*** Opening of Data extract ***

PR #1766, opened 2020-12-02
(IA-2149) Make Runtime Labels Mutable in Patch endpoint

ehanna4:
Allows for updating the labels on a runtime. Able to add or update a label or delete an existing one. Should not be able to change the default labels.

Added unit tests for the decoder and the for updateRuntimeRequest and updated Swagger

---

- [ X] I've documented my API changes in Swagger

In all cases:


automation/src/test/scala/org/broadinstitute/dsde/workbench/leonardo/runtimes/RuntimePatchSpec.scala
```diff
@@ -48,7 +48,9 @@ class RuntimePatchSpec extends FixtureAnyFreeSpec with LeonardoTestUtils with Le
                                                     ),
                                                     true,
                                                     None,
-                                                    None)
+                                                    None,
+                                                    Map("" -> ""),
+                                                    List(""))
```
Qi77Qi: if you just need empty Map and empty List, you can do `Map.empty`, and `List.empty`

core/src/main/scala/org/broadinstitute/dsde/workbench/leonardo/runtimeModels.scala
```diff
@@ -361,6 +361,16 @@ case class DefaultRuntimeLabels(runtimeName: RuntimeName,
     ).filterNot(_._2 == null)
 }
 
+object defaultLabelKeys {
```
Qi77Qi: if this is used for unit tests, I'd move it to https://github.com/DataBiosphere/leonardo/blob/develop/http/src/test/scala/org/broadinstitute/dsde/workbench/leonardo/CommonTestData.scala

Qi77Qi (commented):
lgtm mostly...did you test it in a fiab?

core/src/main/scala/org/broadinstitute/dsde/workbench/leonardo/http/runtimeRoutesModels.scala
```diff
@@ -81,4 +81,6 @@ object UpdateRuntimeConfigRequest {
 final case class UpdateRuntimeRequest(updatedRuntimeConfig: Option[UpdateRuntimeConfigRequest],
                                       allowStop: Boolean,
                                       updateAutopauseEnabled: Option[Boolean],
-                                      updateAutopauseThreshold: Option[FiniteDuration])
+                                      updateAutopauseThreshold: Option[FiniteDuration],
+                                      labelsToUpsert: LabelMap,
+                                      labelsToDelete: List[String])
```
rtitle: Wonder if this should be a `Set[String]`

core/src/main/scala/org/broadinstitute/dsde/workbench/leonardo/runtimeModels.scala
rtitle: I think this is intended to be a companion object, so should be `object DefaultRuntimeLabels {..}`

The intent is to return the default label _keys_. Could make that more explicit by:
```
object DefaultRuntimeLabels {
  // Creating a dummy instance to obtain the default label keys
  val defaultLabelKeys = DefaultRuntimeLabels(RuntimeName(""),
                                              GoogleProject(""),
                                              WorkbenchEmail(""),
                                              WorkbenchEmail(""),
                                              None,
                                              None,
                                              None).toMap.keySet
}
```

Unless anyone has a better way..

http/src/main/resources/swagger/api-docs.yaml
```diff
@@ -2013,6 +2013,8 @@ components:
               cloudService: gce
               machineType: n1-highmem-16
               diskSize: 500
+            labelsToUpsert: {new_label : value, old_label : new_value}
```
rtitle, line 2103: Is this valid yaml syntax? I usually run any swagger change through https://editor.swagger.io/

http/src/main/scala/org/broadinstitute/dsde/workbench/leonardo/api/RuntimeRoutes.scala
```diff
@@ -378,7 +378,16 @@ object RuntimeRoutes {
       as <- x.downField("allowStop").as[Option[Boolean]]
       ap <- x.downField("autopause").as[Option[Boolean]]
       at <- x.downField("autopauseThreshold").as[Option[Int]]
-    } yield UpdateRuntimeRequest(rc, as.getOrElse(false), ap, at.map(_.minutes))
+      ul <- x.downField("labelsToUpsert").as[Option[LabelMap]]
+      dl <- x.downField("labelsToDelete").as[Option[List[String]]]
+    } yield {
+      val labelsToDelete =
```
rtitle: Could this be written as:
```
val labelsToDelete = dl.getOrElse(Set.empty).removedAll(defaultLabelKeys.defaultLabels.keySet)
val labelsToUpdate = ul.getOrElse(Map.empty).removedAll(defaultLabelKeys.defaultLabels.keySet).filter(_._2.nonEmpty)
```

*** Close of Data extract ***

■ Work instruction:
List every line above that contains the word "Could".

■ Exercise answer:
The intent is to return the default label _keys_. Could make that more explicit by:
rtitle: Could this be written as:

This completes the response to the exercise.